The valve at the top is called the swab valve and lies in the path used for well interventions like wireline and coiled tubing. For such operations, a lubricator is rigged up onto the top of the tree and the wire or coil is lowered through the lubricator, past the swab valve and into the well. This valve is typically manually operated.

Some trees have a second swab valve, the two arranged one on top of the other. The intention is to allow rigging down equipment from the top of the tree with the well flowing while still preserving the Two-barrier rule. With only a single swab valve, the upper master valve is usually closed to act as the second barrier, forcing the well to be shut in for a day during rig down operations. However, avoiding delaying production for a day is usually too small a gain to be worth the extra expense of a having a Christmas tree with a second swab valve.

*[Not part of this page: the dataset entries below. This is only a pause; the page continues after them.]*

Issue #164, opened 2022-01-07
Return export paths from .export


perolavsvendsen:
The `.export` method on both data object and case should return the metadata path, or possibly both metadata and file path, so that they can be used further if fmu-dataio is embedded in scripts.

Current use case:
In `initialize_case` fmu-dataio is called first to create the case metadata, then `register_on_sumo` is called immediately afterwards. The path to the case metadata is a required input argument to `register_on_sumo`.

Issue #160, opened 2022-01-06
Make initialize_case as pre-installed ERT workflow job


perolavsvendsen:
Create script for initializing case.
Create the INITIALIZE_CASE workflow job pre-installed.
Make `register_on_sumo` an input argument set to False as default.
Wanted behavior: Case is initialized, but only registered on Sumo if user actively decides.

PR #165, opened 2022-01-07
Case initialization as ERT workflow job

perolavsvendsen:
This PR adds script for initializing a case, intended to be ran as ERT workflow. It also makes the script available to ERT as a workflow job, and hooks it into the ERT namespace. End result is that the job becomes available i.e. through Komodo and users can invoke it directly in workflows without hosting the script locally.

Sumo registration of case is included as an option, defaulting to `False`.  To enable Sumo registration, the user can add the `--sumo` argument to the ERT workflow call.


perolavsvendsen:
Solving #164 and #160.

perolavsvendsen:
Note! Currently no tests of this script in the fmu-dataio test suite. Locally and manually tested by installing fmu-dataio in a `komodoenv` and invoking an ERT workflow which sources this script. But would be nice(r) to test it as part of the fmu-dataio test suite.

setup.py
```diff
@@ -43,6 +43,11 @@
     packages=setuptools.find_packages("src"),
     package_dir={"": "src"},
     py_modules=[splitext(basename(path))[0] for path in glob("src/*.py")],
+    entry_points={
+        "ert": [
+            "WfInitializeCase = fmu.dataio.scripts.initialize_case",
```
berland, line 48: Sure you want camel-case in the entry-point?

perolavsvendsen: No - my assumption was that this needed to match the class name...

berland: And give some thought to the actual entry-point, which is to live in the Komodo namespace. Should it have something with dataio/sumo something in its name? Should it eventually grow into a bigger tool where you should add sub-commands instead of adding more and more entry points?

src/fmu/dataio/scripts/initialize_case.py
```diff
@@ -0,0 +1,195 @@
+#!/usr/bin/env python
+
+"""
+
+Initialize an FMU case with metadata and Sumo registration (optional).
```
berland, line 5: I think "initialize case" is a somewhat misleading term in this context. The term "case" is already an ERT context, and I would initially believe that ERT is the one responsible for initializing cases.

src/fmu/dataio/scripts/initialize_case.py
```diff
@@ -0,0 +1,195 @@
...
+    <global_variables_path> (str): Path to global_variables relative to config path
+    <verbosity> (str): Set log level. Default: WARNING
+
+"""  # noqa
+
+
+def main() -> None:
+    """Entry point from command line"""
+
+    # this is technically never to be used, but assuming it will be more confusing
```
berland, line 54: Useful for debugging?

setup.py
perolavsvendsen: Just tested and looks like there is no link between them, so I will change to non-camel case. Any good principles to follow when naming it?

src/fmu/dataio/scripts/initialize_case.py
perolavsvendsen: Could call it something like `create_case_metadata`, perhaps. @jcrivenaes

setup.py
perolavsvendsen: Renamed the entry point. May trigger more renaming down the chain ref comment on "initialize_case" and possible collision with ERT context(s).

src/fmu/dataio/scripts/initialize_case.py
perolavsvendsen: I suggest we consistently rename from "initialize case" to "create case metadata" throughout the code, starting with the `InitializeCase` class name. Suggest to do this in separate PR to compartmentalize it.

perolavsvendsen: Renamed as far as it gets in this PR and this script. Suggest a separate PR for renaming further into `fmu-dataio`.

perolavsvendsen: #171

src/fmu/dataio/scripts/initialize_case.py
perolavsvendsen: Yes. Clarified now 👍

setup.py
perolavsvendsen: @berland I missed your (good) comment regarding the actual entry-point. It should probably/definitely have something more generic in its name. I assume this lives in the ERT namespace, so `ert.xyz`? In that case, should we go for `ert.fmudataio`? (Just `dataio` becomes too generic in my opinion.) Other opinions and/or gut feelings? @jcrivenaes

src/fmu/dataio/scripts/create_case_metadata.py
```diff
@@ -0,0 +1,198 @@
...
+import argparse
+import logging
+from pathlib import Path
+
+from ert_shared.plugins.plugin_manager import hook_implementation  # type: ignore
+from res.job_queue import ErtScript  # type: ignore
+
+from fmu.config._loader import FmuLoader
+from fmu.dataio import InitializeCase
+from fmu.sumo.uploader import SumoConnection, CaseOnDisk
```
jcrivenaes, line 23: This seems to require that fmu.config and fmu.sumo is installed (i.e. add to requirements.txt)

Otherwise you need a lazy loading, i.e. a try: except on these packages

src/fmu/dataio/scripts/create_case_metadata.py
```diff
@@ -0,0 +1,198 @@
...
+"""
+
+Create FMU case metadata and register case on Sumo (optional).
+This script is intended to be run through an ERT HOOK PRESIM workflow.
+
+Script will parse global variables from the template location. If
+pointed towards the produced global_variables, fmu-config should run
+before this script to make sure global_variables is updated.
+
+"""
```
jcrivenaes, line 12: nitpick: No spaces in top and bottom

src/fmu/dataio/scripts/create_case_metadata.py
```diff
@@ -0,0 +1,198 @@
+#!/usr/bin/env python
```
jcrivenaes, line 1: Is the __init__.py file needed here?

src/fmu/dataio/scripts/create_case_metadata.py
```diff
@@ -0,0 +1,198 @@
...
+        "--verbosity", type=str, help="Set log level", default="WARNING"
+    )
+    return parser
+
+
+@hook_implementation
+def legacy_ertscript_workflow(config) -> None:
+    """Hook the WfCreateCaseMetadata class into ERT with the name
+    WF_CREATE_CASE_METADATA and inject documentation"""
+    workflow = config.add_workflow(WfCreateCaseMetadata, "WF_CREATE_CASE_METADATA")
```
jcrivenaes, line 190: Docstring: One short punch line ending with '.'; then a description if needed, e.g.

```
"""Hook the WfCreateCaseMetadata class into ERT as WF_CREATE_CASE_METADATA .

Use the name  WF_CREATE_CASE_METADATA for ERT workflow and inject documentation.
"""
```

src/fmu/jobs/__init__.py
```diff
@@ -0,0 +1,2 @@
+# This line ONLY! :
```
jcrivenaes, line 1: This will make the installed package `fmu.jobs `which seems much more general than probably the intention is. Better with `fmu.dataio.jobs`? Now it is like this:
```
:~/venv/3.8_fmu-dataio/lib/python3.8/site-packages/fmu$ ll
total 44
drwxrwxr-x   6 jan jan  4096 Jan 11 09:12 ./
drwxrwxr-x 424 jan jan 20480 Jan 11 09:12 ../
drwxrwxr-x   4 jan jan  4096 Jan 11 09:12 dataio/
drwxrwxr-x   4 jan jan  4096 Oct 12 19:23 ensemble/
-rw-rw-r--   1 jan jan    85 Jan 11 09:12 __init__.py
drwxrwxr-x   4 jan jan  4096 Jan 11 09:12 jobs/
drwxrwxr-x   2 jan jan  4096 Jan 11 09:12 __pycache__/
```

src/fmu/dataio/scripts/create_case_metadata.py
perolavsvendsen: Yes, will fix. Have done this in other versions of this script, should have been lazy loading here as well.

src/fmu/dataio/scripts/create_case_metadata.py
perolavsvendsen: yes, as far as I can tell, it needs to be present for the script to be picked up by ERT.

src/fmu/dataio/scripts/create_case_metadata.py
perolavsvendsen: Shortened

src/fmu/jobs/__init__.py
perolavsvendsen: Yes, that could be. Not sure. I see that in fmu-sumo it has been placed further up the structure (next to `fmu`). https://github.com/equinor/fmu-sumo/tree/master/src

Perhaps @berland knows the best practice of where to place the `jobs` folder?

perolavsvendsen: Subscript: No `jobs` parent folder, just `hook_implementations` directly under `subscript`. Perhaps the `jobs` folder is not needed here either. https://github.com/equinor/subscript/tree/master/src/subscript/hook_implementations

perolavsvendsen: Ecl2df also has this pattern, with `hook_implementations` directly under `ecl2df`: https://github.com/equinor/ecl2df/tree/master/ecl2df

perolavsvendsen: I copied the setup from subscript and ecl2df, more or less: Removed the `jobs` folder level and moved `hook_implementations` into `dataio`.

src/fmu/dataio/scripts/create_case_metadata.py
perolavsvendsen: Now lazy loaded

src/fmu/dataio/scripts/create_case_metadata.py
perolavsvendsen: Fixed

src/fmu/dataio/scripts/create_case_metadata.py
```diff
@@ -20,7 +20,6 @@
 
 from fmu.config._loader import FmuLoader
```
jcrivenaes, line 19: There is still a dependency on fmu.config here. It is used for the FmuLoader class, but I think actually this is not needed here; just use normal YAML safeload as it it is the **output** FMU config which is parsed here (which shall be standards YAML)

perolavsvendsen: Using native yaml loader

src/fmu/jobs/__init__.py
berland: Probably good enough to copy ecl2df/subscript yes.

perolavsvendsen:
Testing: This has only been tested locally on Drogon in a Komodo environment. This should, however, be fairly insulated from the rest of the code base. So potentially we go ahead with this and come back to how to test it. I honestly don't see how to create automated tests for the ERT integration and the script itself. Could unit-test it, but that boils down to tests already existing for the dataio code base.

jcrivenaes (approved):
Good, do some squashing of commits and merge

Subsea trees are available in either vertical or horizontal configurations with further speciality available such as dual bore, monobore, concentric, drill-through, mudline, guidlineless or guideline. Subsea trees may range in size and weight from a few tons to approximately 70 tons for high pressure, deepwater (>3000 feet) guidelineless applications. Subsea trees contain many additional valves and accessories compared to Surface trees. Typically a subsea tree would have a choke (permits control of flow), a floline connection interface (hub, flange or other connection), subsea control interface (direct hydraulic, electro hydraulic, or electric) and sensors for gathering data such as pressure, temperature, sand flow, erosion, multiPhase flow, single phase flow such as water or gas.